#### [PROBLEM]
Respond with nothing but the number of lines in this data that include the word "openid".
*** RECORDS SHOWN ***
PR #6019, opened 2022-09-05
Adjust id-token test.

isoos:
Some of the items in #6002 are not the same in the `push` event as I've expected from the `pull_request` event, adjusting the test to handle it.

### DIFF
--- a/app/lib/service/openid/jwt.dart
+++ b/app/lib/service/openid/jwt.dart
@@ -270,7 +270,6 @@ class GitHubJwtPayload {
     'event_name',
     'ref',
     'ref_type',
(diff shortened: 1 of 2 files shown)


app/lib/service/openid/jwt.dart
```diff
@@ -270,7 +270,6 @@ class GitHubJwtPayload {
     'event_name',
     'ref',
     'ref_type',
-    'environment',
```
jonasfj, line 273: FYI, `aud` above is not a github specific claim, it's part of the spec.

jonasfj (approved):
*** End of RECORDS SHOWN ***
#### [REPLY]
3